YOUR OBJECTIVE:
Beneath this line are the data; copy exactly the part of them that opens with the line containing "I ran some experiments, generate" and closes with the line containing "1600000 | 570704", and only that part.

━━━ MATERIAL SHOWN

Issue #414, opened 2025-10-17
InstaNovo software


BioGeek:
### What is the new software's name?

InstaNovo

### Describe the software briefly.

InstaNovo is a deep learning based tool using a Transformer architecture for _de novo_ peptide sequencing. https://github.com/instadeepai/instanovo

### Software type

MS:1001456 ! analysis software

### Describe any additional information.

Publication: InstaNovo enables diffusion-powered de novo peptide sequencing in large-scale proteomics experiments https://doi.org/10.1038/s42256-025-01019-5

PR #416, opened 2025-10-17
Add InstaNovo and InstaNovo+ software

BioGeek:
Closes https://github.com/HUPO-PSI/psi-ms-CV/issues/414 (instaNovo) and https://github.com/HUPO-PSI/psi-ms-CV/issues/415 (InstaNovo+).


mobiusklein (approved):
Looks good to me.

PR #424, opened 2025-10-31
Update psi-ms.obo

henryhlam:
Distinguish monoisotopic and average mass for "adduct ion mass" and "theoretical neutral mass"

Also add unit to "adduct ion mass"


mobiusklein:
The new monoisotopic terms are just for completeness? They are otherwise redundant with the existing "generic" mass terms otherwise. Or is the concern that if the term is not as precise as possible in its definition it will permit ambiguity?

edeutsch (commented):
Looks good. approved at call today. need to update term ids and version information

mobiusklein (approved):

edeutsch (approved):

━━━━━━
━━━ MATERIAL SHOWN

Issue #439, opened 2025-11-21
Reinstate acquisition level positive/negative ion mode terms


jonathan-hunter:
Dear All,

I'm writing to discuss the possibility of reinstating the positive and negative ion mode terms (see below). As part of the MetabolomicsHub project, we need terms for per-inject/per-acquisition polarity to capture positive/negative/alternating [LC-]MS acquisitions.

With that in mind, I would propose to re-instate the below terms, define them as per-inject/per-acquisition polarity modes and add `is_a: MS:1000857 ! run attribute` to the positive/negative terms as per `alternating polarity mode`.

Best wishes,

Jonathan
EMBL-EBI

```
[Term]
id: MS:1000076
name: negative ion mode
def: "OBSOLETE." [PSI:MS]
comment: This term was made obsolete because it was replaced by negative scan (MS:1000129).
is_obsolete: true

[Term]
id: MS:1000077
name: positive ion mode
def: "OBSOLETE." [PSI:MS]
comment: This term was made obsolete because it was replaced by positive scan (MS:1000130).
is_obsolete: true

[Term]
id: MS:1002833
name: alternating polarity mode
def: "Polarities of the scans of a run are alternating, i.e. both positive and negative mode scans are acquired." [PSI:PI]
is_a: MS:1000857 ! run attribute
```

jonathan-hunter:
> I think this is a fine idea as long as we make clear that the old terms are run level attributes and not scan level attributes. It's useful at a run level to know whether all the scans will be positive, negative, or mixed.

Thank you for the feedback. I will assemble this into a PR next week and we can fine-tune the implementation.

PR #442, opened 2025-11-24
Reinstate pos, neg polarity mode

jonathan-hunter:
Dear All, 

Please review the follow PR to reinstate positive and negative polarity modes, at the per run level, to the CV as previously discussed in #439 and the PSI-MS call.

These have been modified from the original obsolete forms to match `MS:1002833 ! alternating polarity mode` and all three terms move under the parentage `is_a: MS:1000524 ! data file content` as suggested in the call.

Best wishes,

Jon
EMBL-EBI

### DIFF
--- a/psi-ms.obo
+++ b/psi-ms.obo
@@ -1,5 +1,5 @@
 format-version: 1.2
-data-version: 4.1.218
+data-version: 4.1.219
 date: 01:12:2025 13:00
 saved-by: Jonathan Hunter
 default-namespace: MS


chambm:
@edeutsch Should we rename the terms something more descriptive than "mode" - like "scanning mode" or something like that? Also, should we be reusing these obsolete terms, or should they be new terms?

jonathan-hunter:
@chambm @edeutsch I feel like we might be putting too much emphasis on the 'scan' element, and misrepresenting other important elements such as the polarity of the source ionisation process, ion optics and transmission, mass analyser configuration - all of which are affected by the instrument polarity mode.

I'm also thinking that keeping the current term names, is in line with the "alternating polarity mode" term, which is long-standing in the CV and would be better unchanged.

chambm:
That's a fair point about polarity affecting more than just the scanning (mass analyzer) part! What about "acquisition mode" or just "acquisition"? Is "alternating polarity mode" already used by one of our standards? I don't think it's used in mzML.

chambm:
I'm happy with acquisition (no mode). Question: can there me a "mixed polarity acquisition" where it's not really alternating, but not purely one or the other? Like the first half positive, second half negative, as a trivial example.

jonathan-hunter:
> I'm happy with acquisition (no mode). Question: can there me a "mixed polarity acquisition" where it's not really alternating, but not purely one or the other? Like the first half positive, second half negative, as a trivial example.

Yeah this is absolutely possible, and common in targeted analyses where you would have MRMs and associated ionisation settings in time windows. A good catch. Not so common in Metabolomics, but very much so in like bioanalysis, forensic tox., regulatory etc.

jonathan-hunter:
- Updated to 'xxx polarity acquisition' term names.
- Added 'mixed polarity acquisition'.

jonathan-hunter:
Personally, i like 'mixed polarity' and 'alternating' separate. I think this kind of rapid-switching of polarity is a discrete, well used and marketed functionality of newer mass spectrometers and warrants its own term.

━━━━━━
━━━ MATERIAL SHOWN

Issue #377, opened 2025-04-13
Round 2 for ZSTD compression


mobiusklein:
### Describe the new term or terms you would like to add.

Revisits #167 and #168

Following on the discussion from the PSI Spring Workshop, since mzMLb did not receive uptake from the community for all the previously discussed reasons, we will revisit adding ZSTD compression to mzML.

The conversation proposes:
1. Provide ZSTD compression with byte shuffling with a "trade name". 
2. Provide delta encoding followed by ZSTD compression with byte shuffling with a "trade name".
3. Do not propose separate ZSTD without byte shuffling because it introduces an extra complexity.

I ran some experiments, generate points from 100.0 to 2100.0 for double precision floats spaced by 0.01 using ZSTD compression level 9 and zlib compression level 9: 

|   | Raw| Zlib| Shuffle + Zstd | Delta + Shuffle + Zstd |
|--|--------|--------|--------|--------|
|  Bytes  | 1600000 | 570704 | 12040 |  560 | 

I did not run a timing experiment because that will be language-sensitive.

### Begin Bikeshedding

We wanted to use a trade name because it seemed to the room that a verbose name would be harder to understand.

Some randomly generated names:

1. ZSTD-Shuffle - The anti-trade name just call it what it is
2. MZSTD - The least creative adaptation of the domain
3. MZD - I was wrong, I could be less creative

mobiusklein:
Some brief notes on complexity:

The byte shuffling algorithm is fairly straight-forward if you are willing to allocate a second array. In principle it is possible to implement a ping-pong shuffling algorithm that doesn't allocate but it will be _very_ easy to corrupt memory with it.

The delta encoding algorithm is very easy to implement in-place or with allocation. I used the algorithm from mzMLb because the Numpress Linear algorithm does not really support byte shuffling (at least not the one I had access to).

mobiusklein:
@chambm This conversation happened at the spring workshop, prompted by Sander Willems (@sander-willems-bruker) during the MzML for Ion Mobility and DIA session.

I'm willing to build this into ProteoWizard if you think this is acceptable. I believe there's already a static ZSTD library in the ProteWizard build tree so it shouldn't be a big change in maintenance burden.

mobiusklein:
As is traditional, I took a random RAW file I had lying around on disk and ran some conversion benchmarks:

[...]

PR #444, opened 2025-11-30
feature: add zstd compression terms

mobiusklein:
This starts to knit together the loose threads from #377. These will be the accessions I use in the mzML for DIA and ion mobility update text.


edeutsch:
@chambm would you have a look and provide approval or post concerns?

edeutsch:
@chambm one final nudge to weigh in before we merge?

━━━━━━

EXPECTED ANSWER:
I ran some experiments, generate points from 100.0 to 2100.0 for double precision floats spaced by 0.01 using ZSTD compression level 9 and zlib compression level 9: 

|   | Raw| Zlib| Shuffle + Zstd | Delta + Shuffle + Zstd |
|--|--------|--------|--------|--------|
|  Bytes  | 1600000 | 570704 | 12040 |  560 | 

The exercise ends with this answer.